Tuesday, March 1, 2011

Not an Outlier

I love and dislike going to our DS Support Group every month.  Before you get me wrong, I really love going.  I love the people there and the wonderful friendships we have made.  I love getting to see the other kiddos play with each other and noticing how much they've changed in the last month.  Last night I went (Dan stayed with Averi so that I could go) even though the speaker was from a different county then we are, just because I wanted to be there with everybody.

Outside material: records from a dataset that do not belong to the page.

PR #176, opened 2021-01-14
Update code snippets in README to showcase ray.tune SearchSpaces

mkretsch327:
Small PR to update the example code snippets in the README to illustrate how users can leverage SearchSpaces to define param distributions in `TuneSearchCV`.
- Update definition of parameter distributions to illustrate new
ways of specifying parameter distributions with SearchSpaces.
- Illustrates ways to sample over discrete distributions in a couple of ways

### DIFF
--- a/.travis.yml
+++ b/.travis.yml
@@ -50,7 +50,7 @@ notifications:
 
 install:
   - pip3 install -U -q pip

I dislike going because it seems to be the only place that gets me chocked me up when I talk about Averi.  At the beginning of each meeting we go around the room and say what our child is up to.  I always divert to Dan so that I don't have to try to get through it, but Dan wasn't there tonight.  It's not that I started bawling or anything, but I had to work really hard not to.  These are the people that I feel best understand what we are going through so my emotions just run high.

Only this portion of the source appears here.